[andrewla]

> whether 2^k mod 10 is odd

2^k mod 10 is never odd; it's the cycle (2, 4, 8, 6).

Related here is the length of the cycles mod 2^k, https://oeis.org/A005054. Interestingly, the number of all-even-digit elements in those cycles does not appear to be in the oeis, I get 4, 10, 25, 60, 150 as the first five terms.

This does appear to get more efficient as k gets higher; for k=11 I get a cycle length of 39,062,500 with an even subset of 36,105, meaning only .09% of the cycle is all-even.

This is all brute force; there's probably a more elegant way of computing this.

[andrewla]

I see my error here -- you can in fact eliminate half even for 2^k mod 10, because both 6 and 8 force a carry; so ending in a 2 or a 6 means that the next higher digit must be odd.

[nneonneo]

You're on the right track!

The length of the cycles mod 10^k is simply Euler's phi function of 5^k: 5^(k-1) * 4 (or a factor of phi(5^k); AFAIK it is always exactly phi(5^k), although I don't have a proof of this handy).

The length of the even subset grows roughly as 2.5^k * 1.6. To see why, consider that the length of the cycle grows by a factor of 5 when incrementing k. Each all-even-digit power mod 10^k leads to 5 numbers mod 10^{k+1} which all share the same last k digits - i.e. their last k digits are even. We can model the k+1'th digit as being random, in which case we expect half of all those new numbers to consist entirely of even digits (one new digit, which is either odd or even, and k digits from the previous round that are all even). Thus, when incrementing k, the number of all-even-digit powers in the cycle will grow by approximately a factor of 2.5.

[lifthrasiir]

Oh, yeah, I should have said 2^k mod 100 has no odd digits.

[Retr0id]

So I suppose if you ever find a cycle where the full cycle has no all-even members, you can prove that there are no more all-even numbers to find.

[sebzim4500]

That's not possible, at minimum 2,4,8,64,2048 would all be the the cycle for `k >= 4`.

[Retr0id]

I don't follow

[sebzim4500]

Looking back I don't know what I was thinking ignore me.

[madcaptenor]

10^10 * 36105/39062500 = 9242880, so you're already down to under 10^7 cases to check, which is starting to seem more tractable.

[dmurray]

10^7 cases, but almost every case has billions of digits.
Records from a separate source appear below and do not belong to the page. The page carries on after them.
PR #101, opened 2021-02-13
Backend testing framework and initial tests.

larskendall:
You should now be able to run tests with `npm test`. Some of the tests may be a bit rough, since I was moving as fast as I could. And there aren't any error responses that are being tested for yet. But we should have pretty decent coverage to make sure the following sections of the API are at least functional:

`user`
`org`
`access-request`
`role`
`roster` (most endpoints... ran out of time!)

There are also tests for every model I could find that has a relation where some onDelete cascade/restrict/set-null should be occurring.

Mocha is being used for running tests, and chai expect is the assertion handler, with a couple additional chai utilities.

There's one funky change, where I wrapped `app.ts` in a promise in order to await on some things to make sure everything is synced up and ready before tests get kicked off. It shouldn't affect anything else, but let me know if you think there's a better way to solve that.

I added a custom logger, so that we have better control over what shows up in the console when we run tests. We should start using it instead of `console` wherever possible. Sorry for sort of shoehorning that into this PR, but the test output ends up looking like a mess if you don't clean up the logs somehow. It's pretty much the same logger that I added to StatEngine, so it's at least been vetted there a bit.

There were a few bugs that revealed themselves while writing tests, so I went ahead and fixed those so that we have those spots covered and don't have broken tests right out of the gate. They were fairly minor changes though - mostly having to do with missing/incorrect cascades on the models.

I also added a variety of utilities and mocks to aid in writing tests efficiently. Mostly they're for generating data quickly with unique values and seeding the database. There's also a `TestRequest` utility class which is a fairly thin wrapper around axios to be able to easily set things up for tests, such as the base path and the user sending the request. There's also a built-in axios mock adapter for future mocking of external requests.

In order to prepare for any future mocks that might be necessary, I went ahead and added sinon, even though it's not being used by anything yet. I figured we might as well have it ready to go since we'll almost definitely need it at some point.

The Testing section of the readme has some extra details as well if you're interested.


larskendall:
I just tried looping over all of the entities to clear them - instead of deleting each type manually - but it turns out to be _much_ slower (at least 3x) since the entities can be deleted in any particular order that way and have to rely on cascades. So I think I'll just leave it for now until we can find a better solution.

Unfortunately there doesn't seem to be any neat way to simply clear all of the tables out, and I've never even seen a clean way to do that in psql that doesn't involve just dropping and recreating the database.

jkugler:
@larskendall What about using https://www.postgresql.org/docs/9.1/sql-truncate.html

jkugler:
One general comment, but I have not testing experience in TypeScript, so this may be moot. When I've done testing in Ruby and Python, the tests usually live in their own tree off the top level. So, you'd have your src/ or module/ directory, and then a tests/ directory. Is it TS convention to put the spec files right along side the source files?

larskendall:
> @larskendall What about using https://www.postgresql.org/docs/9.1/sql-truncate.html

That's actually what I tried where the tests ended up running much more slowly. I was just looping over all of the tables and truncating them.

larskendall:
> One general comment, but I have no testing experience in TypeScript, so this may be moot. When I've done testing in Ruby and Python, the tests usually live in their own tree off the top level. So, you'd have your src/ or module/ directory, and then a tests/ directory. Is it TS convention to put the spec files right along side the source files?

@jkugler I don't know if there's any particular convention... I've seen it done both ways, so I think it's mostly just personal preference.

I can see how it would be nice to avoid clutter by separating the tests, but to me there's a very important benefit of keeping the tests right next to the files they're testing, which is that it's easier to remember the tests are there and that they need to be kept in sync with the codebase. If they're tucked away in their own folder hierarchy they're much easier to forget about. Not to mention, it's more to think about to remember to keep those hierarchies synced up with each other.

But do you think there's any other major benefit to having them all separated?

One other way I've seen it done is just dropping all of the test files into a test folder adjacent to the files they're testing. That still gets them out of the way for the most part, but keeps them in clear sight as a reminder.

jkugler:
> But do you think there's any other major benefit to having them all separated?

I don't know if I see a benefit other than decluttering as you mention. I think the reason it's done that way in Python is because you import the files which contain the tests, and then find the tests in them. But...even then, you could just import the files with the tests and not the code files...so I don't know.  I suppose whatever the team agrees on.  Either way. :)

server/api/org/org.model.ts
```diff
@@ -44,4 +50,26 @@ export class Org extends BaseEntity {
     default: '[]',
   })
   defaultMusterConfiguration: MusterConfiguration[] = [];
+
+  async getUsers() {
+    const orgUsers: User[] = [];
+
+    const roles = await Role.find({
```
jdgarrett, line 57: This logic is actually flawed as it exposes user roles for other orgs that the caller may not have access to.  Take a look at #104 for how this is fixed.  It would actually be a good test to check that each user in the response has exactly one role for the current org.

server/api/roster/index.ts
```diff
@@ -2,17 +2,18 @@ import express from 'express';
...
 import bodyParser from 'body-parser';
+import { Log } from '../../util/log';
 import controller from './roster.controller';
 import { requireInternalUser, requireOrgAccess, requireRolePermission } from '../../auth';
 
 const rosterUpload = multer({
   storage: multer.diskStorage({
     destination: (req: any, file: any, cb: any) => {
-      console.log('destination');
+      Log.info('destination');
```
jdgarrett, line 12: This seems like a pointless log statement?

server/api/roster/index.ts
```diff
@@ -2,17 +2,18 @@ import express from 'express';
...
       cb(null, path.join(__dirname, 'uploads'));
     },
     filename: (req: any, file: any, cb: any) => {
-      console.log('filename');
+      Log.info('filename');
```
jdgarrett, line 16: Same as above.

jdgarrett (changes requested):
This looks awesome! There were a couple of things that I noticed, but nothing major.

server/run-tests.sh
```diff
@@ -0,0 +1,35 @@
...
+  shift
+done
+
+export NODE_ENV="test"
+export SYNC_DATABASE="false"
+export SQL_DATABASE="dds_test"
+export LOG_LEVEL="$LOG_LEVEL"
+
+# Create test database if it doesn't exist.
+if [ "$(psql -tAc "SELECT 1 FROM pg_database WHERE datname='$SQL_DATABASE'" -h "$SQL_HOST" -p "$SQL_PORT" -U "$SQL_USER")" != '1' ]; then
```
JWileczek, line 21: When attempting to run this PR I ran into some strange output from this command. It created the db successfully the first time, but it doesn't look like this check is entirely correct.
`psql: error: FATAL:  database "jwileczek" does not exist
Creating 'dds_test' database... createdb: error: database creation failed: ERROR:  database "dds_test" already exists
failed to create 'dds_test' database. Aborting...`
It looks like the initial check for the dds_test database isn't always correct. I changed it to use this method of checking if that db exists that works for me:
`if [ "$(psql -lqt | cut -d \| -f 1 | grep -qw $SQL_DATABASE)"];`

JWileczek, line 21: Ran into an interesting problem here. This command failed for me initially because installing postgres from homebrew didn't create a default database under my username. So when running initially I hit the error
`psql: error: FATAL:  database "jwileczek" does not exist`
I ultimately just needed to run `createdb` from the terminal to create a default database for my postgres, but I'm wondering if we should run a drop on the test database beforehand so we create it every time. It wouldn't matter that way if the user has the default user database setup before running tests. It would make us have to run migrations every time, but that may not be bad thing either?
`dropdb $SQL_DATABASE --if-exists`

server/run-tests.sh
```diff
@@ -0,0 +1,35 @@
...
+  echo -n "Creating '$SQL_DATABASE' database... "
+  createdb -h "$SQL_HOST" -p "$SQL_PORT" -U "$SQL_USER" "$SQL_DATABASE" || {
+    echo "failed to create '$SQL_DATABASE' database. Aborting..."
+    exit
+  }
+  echo "success!"
+fi
+
+../migration-run.sh
+npx --silent ts-mocha \
```
JWileczek, line 31: The place of `--silent` applied to this command caused an error when trying to run the first time. Placing it before the command caused this error to throw:
`npx --silent ts-mocha   --project "tsconfig.json"   --config "./.mocharc.yml"   --exit   "./**/*.spec.ts"
 ERROR: You must supply a command.
`
Placing after the `ts-mocha` command seems to fix this issues

JWileczek (commented):
This is looking really great, and I think after addressing a few small issues mentioned in the comments it's in a good spot to bring in. As I was reviewing I was noticing a pattern for the api tests where we create these mock functions to seed data into the database. I'm wondering if we can create some generic interface that models can implement to enforce the ability to mock a backend entity for testing. I notice the format of all the `.mock` files basically falls into:
`seed(requiredFK: Model, customData? Partial<Model>)`
I'm wondering if we can create some `Mockable<T>` interface for each model that defines a seed/mock function. That way we can avoid creating another file for mocking, and wrap it in the model logic. @larskendall @jdgarrett @jkugler Thoughts?

jkugler:
Instead of Mocking, does TypeScript have any support for database fixtures? Importing a file full of SQL would be faster than running a bunch of functions to create records. Or, alternately, have a bunch of data sitting in a data structure that would then be iterated and inserted.

server/api/org/org.model.ts
larskendall: Cool. I rebased and used the latest code for this function.

larskendall:
> Instead of Mocking, does TypeScript have any support for database fixtures? Importing a file full of SQL would be faster than running a bunch of functions to create records. Or, alternately, have a bunch of data sitting in a data structure that would then be iterated and inserted.

@jkugler The upside of using functions is that we can stay within the TypeORM ecosystem, which will keep everything in sync for us and also just simplifies a lot of SQL queries. There doesn't seem to be too much of a performance hit from using the functions, so it should be fine for now. But this is something we can consider as a potential optimization if we start seeing major performance issues with tests down the line. In my experience, though, this approach will scale well to hundreds of tests at least.

larskendall:
> This is looking really great, and I think after addressing a few small issues mentioned in the comments it's in a good spot to bring in. As I was reviewing I was noticing a pattern for the api tests where we create these mock functions to seed data into the database. I'm wondering if we can create some generic interface that models can implement to enforce the ability to mock a backend entity for testing. I notice the format of all the `.mock` files basically falls into:
> `seed(requiredFK: Model, customData? Partial<Model>)`
> I'm wondering if we can create some `Mockable<T>` interface for each model that defines a seed/mock function, or create some class alongside the Model for mocking i.e. `UserMock`. That way we can avoid creating another file for mocking, and wrap it in/with the model logic. @larskendall @jdgarrett @jkugler Thoughts?

Just for the others... after discussing this with John a bit over Slack, we decided that it's best to keep test/mock code and app code separate, and that we'll be on the lookout for ways to enforce mock/seed structure going forward, but that the current setup will work well enough for now.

Even that doesn't seem so bad though, it's on the order of 10^16 total digits to check in the worst case, and far fewer in practice.

Maybe someone here can run a program overnight and increase the bound by another few orders of magnitude, or disprove the hypothesis?

[ted_dunning]

You only need to check enough digits to find an odd one. An odd digit appears in the low order (< 46 up to a high level) digits for the first quadrillion cases so you only need to compute 2^n mod 10^d where d is big enough to be safe. I used d=60 in my computations to take this to 10^15 candidates (with no additional terms found).